1 files changed, 105 insertions, 98 deletions
diff --git a/sha1_file.c b/sha1_file.c
index 7dadd04cb7..e13bd2c3ee 100644
--- a/sha1_file.c
+++ b/sha1_file.c
@@ -807,15 +807,38 @@ void free_pack_by_name(const char *pack_name)
 static unsigned int get_max_fd_limit(void)
 {
 #ifdef RLIMIT_NOFILE
-	struct rlimit lim;
+	{
+		struct rlimit lim;
 
-	if (getrlimit(RLIMIT_NOFILE, &lim))
-		die_errno("cannot get RLIMIT_NOFILE");
+		if (!getrlimit(RLIMIT_NOFILE, &lim))
+			return lim.rlim_cur;
+	}
+#endif
+
+#ifdef _SC_OPEN_MAX
+	{
+		long open_max = sysconf(_SC_OPEN_MAX);
+		if (0 < open_max)
+			return open_max;
+		/*
+		 * Otherwise, we got -1 for one of the two
+		 * reasons:
+		 *
+		 * (1) sysconf() did not understand _SC_OPEN_MAX
+		 *     and signaled an error with -1; or
+		 * (2) sysconf() said there is no limit.
+		 *
+		 * We _could_ clear errno before calling sysconf() to
+		 * tell these two cases apart and return a huge number
+		 * in the latter case to let the caller cap it to a
+		 * value that is not so selfish, but letting the
+		 * fallback OPEN_MAX codepath take care of these cases
+		 * is a lot simpler.
+		 */
+	}
+#endif
 
-	return lim.rlim_cur;
-#elif defined(_SC_OPEN_MAX)
-	return sysconf(_SC_OPEN_MAX);
-#elif defined(OPEN_MAX)
+#ifdef OPEN_MAX
 	return OPEN_MAX;
 #else
 	return 1; /* see the caller ;-) */
@@ -1442,51 +1465,6 @@ void *map_sha1_file(const unsigned char *sha1, unsigned long *size)
 	return map;
 }
 
-/*
- * There used to be a second loose object header format which
- * was meant to mimic the in-pack format, allowing for direct
- * copy of the object data.  This format turned up not to be
- * really worth it and we no longer write loose objects in that
- * format.
- */
-static int experimental_loose_object(unsigned char *map)
-{
-	unsigned int word;
-
-	/*
-	 * We must determine if the buffer contains the standard
-	 * zlib-deflated stream or the experimental format based
-	 * on the in-pack object format.
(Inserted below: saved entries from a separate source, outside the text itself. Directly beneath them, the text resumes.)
PR #269, opened 2026-09-04
Fix missing distro qualifier for specific apt cache situations

Urist-McGit:
For cases where apt cache binary package data is available, but not the source package data we missed distro qualifiers for source packages derived from these binary packages (Source, Built-Using, Static-Built-Using).

### DIFF
--- a/src/debsbom/dpkg/package.py
+++ b/src/debsbom/dpkg/package.py
@@ -228,7 +228,7 @@ class Package(ABC):
         """
         logger.info(f"Parsing status file '{status_file}'...")
         deb822_stream = open(status_file, "r", encoding="utf-8")
-        pkgs_it = cls.inject_src_packages(filter_installed(cls._parse_dpkg_status(deb822_stream)))
+        pkgs_it = filter_installed(cls._parse_dpkg_status(deb822_stream))
         return PkgListStream(deb822_stream, PkgListType.STATUS_FILE, pkgs_it)
 
     @classmethod
--- a/src/debsbom/dpkg/package.py
+++ b/src/debsbom/dpkg/package.py
@@ -402,10 +402,10 @@ class Package(ABC):
             # Add partial source package. This can later be enhanced by merging it with
             # a more complete source package we discovered via other mechanisms (e.g. apt cache).
             logger.debug(f"Found built-using source package: '{bu.name}@{bu.version[1]}'")
-            yield SourcePackage(bu.name, bu.version[1], pkg.distro)
+            yield SourcePackage(bu.name, bu.version[1], distro=pkg.distro)
         for sbu in pkg.static_built_using:
             logger.debug(f"Found static-built-using source package: '{sbu.name}@{sbu.version[1]}'")
-            yield SourcePackage(sbu.name, sbu.version[1], pkg.distro)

Compare the header byte
-	 * for each format:
-	 *
-	 * RFC1950 zlib w/ deflate : 0www1000 : 0 <= www <= 7
-	 * Experimental pack-based : Stttssss : ttt = 1,2,3,4
-	 *
-	 * If bit 7 is clear and bits 0-3 equal 8, the buffer MUST be
-	 * in standard loose-object format, UNLESS it is a Git-pack
-	 * format object *exactly* 8 bytes in size when inflated.
-	 *
-	 * However, RFC1950 also specifies that the 1st 16-bit word
-	 * must be divisible by 31 - this checksum tells us our buffer
-	 * is in the standard format, giving a false positive only if
-	 * the 1st word of the Git-pack format object happens to be
-	 * divisible by 31, ie:
-	 *      ((byte0 * 256) + byte1) % 31 = 0
-	 *   =>        0ttt10000www1000 % 31 = 0
-	 *
-	 * As it happens, this case can only arise for www=3 & ttt=1
-	 * - ie, a Commit object, which would have to be 8 bytes in
-	 * size. As no Commit can be that small, we find that the
-	 * combination of these two criteria (bitmask & checksum)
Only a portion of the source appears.